# Viagra



## CWJ (Aug 24, 2010)

A man went to the doctor's office to ask for a triple dose of Viagra. 
The doctor told him that he couldn't allow him a triple dose.
'Why not?' asked the man.
'Because it's not safe,' replied the doctor.
'But I need it really bad,' said the man.
'Well, why do you need it so badly?' asked the doctor.

The man said, 'My girlfriend is coming into town on Friday, my ex-wife will be here on Saturday and my wife is coming home on Sunday.

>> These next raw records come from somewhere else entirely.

PR #661, opened 2020-01-24
Added parameter to app.config and check for maximum allowed round trip distance

### LINKED ISSUE #658: Add distance restriction to round trip routing
Similar to the alternative routes algorithm, GH fallbacks to A-Star Bi-direction, and so there should be a restriction placed on the API that limits the maximum estimated distance of a round trip route to be a value defined in the app.config.

See issue #651 , though implementation should be simpler as it just needs a quick check in the RouteRequestHandler against the value in the app.config as done with other API parameters. A good default would be similar to previous maximum distance with dynamic weights (100km).

rabidllama:
### Pull Request Checklist

- [ ] 5. I have written JUnit tests for any new methods/cl asses and ensured that they pass.

Fixes #658  .

- Key functionality added: Added app.config parameter for maximum distance of round trip routes and added code to check against this and throw an exception if the value provided is larger
- Reason for change: The current round trip algorithm in GraphHopper does not use optimisations, and so longer routes would be much slower.

-

- Added parameter `"maximum_distance_round_trip_routes": xxx,`


takb (changes requested):
add the value also to docker/conf/app.config.sample

takb (approved):
looks good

So you see, I've got to have a triple dose.'

The doctor finally relented saying, 'All right, I'll give it to you, but you have to come in Monday morning so that I can check you to see if there are any side effects.'

On Monday afternoon the man dragged himself into the doctor's office... his right arm in a sling.

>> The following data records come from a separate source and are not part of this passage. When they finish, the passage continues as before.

Issue #664, opened 2020-01-28
System messages in response 


takb:
Implement a way to put a system message in the metadata section of response

takb:
### Proposed format for specification:  JSON object in app.config:

##### ors.system_message: Array of Objects

##### each object in system message array: 
```
{
    active: Boolean # to be able to keep inactive messages in the file
    text: String
    condition: Object #omittable, message sent with every request
}
```
##### condition object: 
```
{
    "condition_name": value,
}
```

all conditions will be AND-chained. For details see the [wiki page](https://github.com/GIScience/openrouteservice/wiki/Configuration-(app.config)#orssystem_message)

The messages should be processed in the order they are specified, and the first applicable message sent.


### Output should be added to the Metadata object of the response: 

#### Route / Matrix JSON: for V1, the metadata object is called info.
```json
{
    "metadata": {
        "attribution": "openrouteservice.org, OpenStreetMap contributors, tmc - BASt",
        "service": "routing",
        "timestamp": 1580397758118,
        "query": {
            "coordinates": [
                [
                    8.678613,
                    49.411721
                ],
                [
                    8.714733,
                    49.393267
                ],
                [
                    8.687782,
                    49.424597
                ]
            ],
            "profile": "cycling-regular",
            "preference": "fastest",
            "format": "json",
            "instructions": true,
            "elevation": true
        },
        "engine": {
            "version": "6.0.0",
            "build_date": "2020-01-30T15:21:16Z",
            "graph_date": "2020-01-29T10:57:22Z"
        },

        "system_message": "A system message would be added here"
    }, 



}
```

The doctor asked, 'Good gawd! What happened to you?'

The man said, 'No one showed up.'


----------



## Hoggy (May 8, 2002)

:lol: :lol: 
Hoggy


----------



## davelincs (Jan 1, 2010)

:lol:


----------



## YoungOldUn (Apr 12, 2011)

:lol: :lol:


----------



## T3RBO (Dec 9, 2003)

:lol: :lol:


----------



## Nilesong (Jan 19, 2009)

:lol:


----------



## roadsterx (Sep 7, 2011)

:lol: :lol:


----------



## Dotti (Mar 9, 2003)

:lol: :lol:


----------



## batugundal (Jul 27, 2011)

:lol: :lol:


----------